Some of the most memorable costumes from our shows include the gowns and dresses made by our Ladies' Costumes department. Each costume is cut and made bespoke for the actor, with designs covering everything from Roman dress to contemporary 21st-century styles.
Three members of the team - Emily, Helen and Kathrine - talk about their experiences in the department.
From start to finish
Working on the Anne Boleyn costumes for Wolf Hall (2014) was particularly satisfying for the team, as they had plenty of time to make everything and got to see things through from start to finish - working from the inside out, from the underwear to the finished costume.

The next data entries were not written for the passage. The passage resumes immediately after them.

PR #6483, opened 2021-10-18
bittorrent-dht: add bittorrent-dht app layer v4

abungay:
Parses and logs the bittorrent-dht protocol. 

Feature: #3086

Make sure these boxes are signed before submitting your Pull Request -- thank you.

- [x] I have read the contributing guide lines at https://redmine.openinfosecfoundation.org/projects/suricata/wiki/Contributing
- [x] I have signed the Open Information Security Foundation contribution agreement at https://suricata-ids.org/about/contribution-agreement/
- [x] I have updated the user guide (in doc/userguide/) to reflect the changes made (if applicable)

Link to [redmine](https://redmine.openinfosecfoundation.org/projects/suricata/issues) ticket:
https://redmine.openinfosecfoundation.org/issues/3086

Describe changes:
- Ensures BitTorrent DHT traffic does not get marked as app_proto: failed
- Parses BitTorrent DHT packets and logs data to eve.json

Changes since last PR:
- rebase to master, fix merge conflicts

Reference BitTorrent DHT specification:
https://www.bittorrent.org/beps/bep_0005.html

TODO after merging PR:
- Update wiki for SID ranges at https://redmine.openinfosecfoundation.org/projects/suricata/wiki/AppLayer for the newly introduced bittorrent-dht SID range (start=2271000, end=2271999)

[PRScript](https://redmine.openinfosecfoundation.org/projects/suricata/wiki/PRscript) output (if applicable):

Previous PR: https://github.com/OISF/suricata/pull/5942

suricata-verify-pr: 560

PR #7715, opened 2022-08-10
bittorrent-dht: add bittorrent-dht app layer - v6

jasonish:
Parses and logs the bittorrent-dht protocol. 

Feature: https://redmine.openinfosecfoundation.org/issues/3086

Describe changes:
- Ensures BitTorrent DHT traffic does not get marked as app_proto: failed
- Parses BitTorrent DHT packets and logs data to eve.json

Changes since last PR:
- rebase to master, fix merge conflicts
- set as unidirectional
- fixes for updated generic event handling
- convert to registering a pattern for protocol detection
- rename event type to bittorrent_dht (to avoid underscores in key names)

Reference BitTorrent DHT specification:
https://www.bittorrent.org/beps/bep_0005.html

TODO after merging PR:
- Update wiki for SID ranges at https://redmine.openinfosecfoundation.org/projects/suricata/wiki/AppLayer for the newly introduced bittorrent-dht SID range (start=2271000, end=2271999)

Previous PR: https://github.com/OISF/suricata/pull/6483

suricata-verify-pr: 904


jasonish:
Out of draft, ready for another round of review.

jufajardini (dismissed):
doc changes look good to me :)

jasonish (commented):
There is a discrepancy in the logging.  For alert and metadata we use `bittrorrent_dht` as part of our effort to not have hyphens as key names to be more friendly to SIEMs as hyphens don't make valid object names in most programming languages.

However, in the stats this protocol still shows up as `bittorrrent-dht` but `bittorrent_dht` is used for the event_type and protocol object name.  `ftp-data` has the same issue as well.

I'll attempt to address this in a new version of this PR.

jufajardini:
> There is a discrepancy in the logging. For alert and metadata we use `bittrorrent_dht` as part of our effort to not have hyphens as key names to be more friendly to SIEMs as hyphens don't make valid object names in most programming languages.
> 
> However, in the stats this protocol still shows up as `bittorrrent-dht` but `bittorrent_dht` is used for the event_type and protocol object name. `ftp-data` has the same issue as well.
> 
> I'll attempt to address this in a new version of this PR.

This sounds a bit like - https://redmine.openinfosecfoundation.org/issues/5494 
Would it make sense to have an umbrella ticket to check for other similar cases?

jasonish:
> > There is a discrepancy in the logging. For alert and metadata we use `bittrorrent_dht` as part of our effort to not have hyphens as key names to be more friendly to SIEMs as hyphens don't make valid object names in most programming languages.
> > However, in the stats this protocol still shows up as `bittorrrent-dht` but `bittorrent_dht` is used for the event_type and protocol object name. `ftp-data` has the same issue as well.
> > I'll attempt to address this in a new version of this PR.
> 
> This sounds a bit like - https://redmine.openinfosecfoundation.org/issues/5494 Would it make sense to have an umbrella ticket to check for other similar cases?

I think these are different enough.  The tls stuff looks like more like ordinary typos.  The problem with protocol names is that in the configuration and rule syntax I think we want `bittorrent-dht` as hypens are more user friendly.  And we have some code to parse names as such and the inverse to print them out.  However, underscores are much more computer friendly, so in the json we want to use them instead of hyphens.

victorjulien:
A few hours later
```
      1 {"transaction_id":"fn\u0000\u0000","error":{"num":202,"msg":"Server Error"}}
      5 {"transaction_id":"pn\u0000\u0000","error":{"num":202,"msg":"Server Error"}}
  49042 {"transaction_id":""}
```

jasonish:
> After running this for a while on my network, while downloading a iso and seeding another, I see nothing but
> 
> `{"transaction_id":""}`. Am I missing something?

Need more test pcaps for sure. The one we have appears to be crafted as well. 

I wonder if the rather small pattern match is picking up other traffic.

jasonish:
These `empty` fields are fixed in https://github.com/OISF/suricata/pull/7731, however, there is still more to do as discussed in that PR.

The shapes of the costumes and corsets for The Empress (2013) were also memorable: "Beatie Edney who played Queen Victoria said her costume helped her with her performance. All the ladies in the Company had a base costume and then elements were added depending on who they were playing – a skirt, a jacket, etc. We made rehearsal bustles for the actors so they could get used to the feel and weight of them before we made the full costumes."
A feat of engineering
Amazingly, bustles are made of 12m of inch-wide steel and wheel farthingales around 20m: "There is far more metalwork in ladies’ costumes for the
corsetry, etc. As we are making them, we
are aware of the weight of the costumes, often worn on stage for quite a long
time. The actors have to be pretty strong and physically fit.
"If we have a costumes that needs to have a harness installed for the actor to “fly” we create bespoke holes to be practical but to also hide the harness. We’ve had situations where the type of harness gets changed, or a harness is added or removed, which can be a challenge to make or remove holes in a fully-made costume!"
For Gregory Doran’s Hamlet (2008), the Player King and Queen costumes were very exaggerated and there were challenges
to work out the engineering to make the costumes wearable. The Queen wore a
huge wheel farthingale costume requiring a 45-second quick
change – from jeans and t-shirt to this elaborate costume – which added
practical challenges.
Trade secrets
Historically, sewing hasn’t changed a lot, so while technology is changing across the RSC, our costume team still depends on the simple thimble to sew through layers of fabric without pain. Kathrine has also made herself a utility apron with a special space for everything, including her thimble!
They recommend The Reader's Digest Complete Guide to Sewing for learning the basics: "It is comprehensive and gives clear, detailed step-by-step instructions to teach you how to put in a zip, attach a sleeve and so on. For many items, like making a corset, we make them so often we don’t really have to think about it, but for other items we are known to refer to our student notes for tailoring!"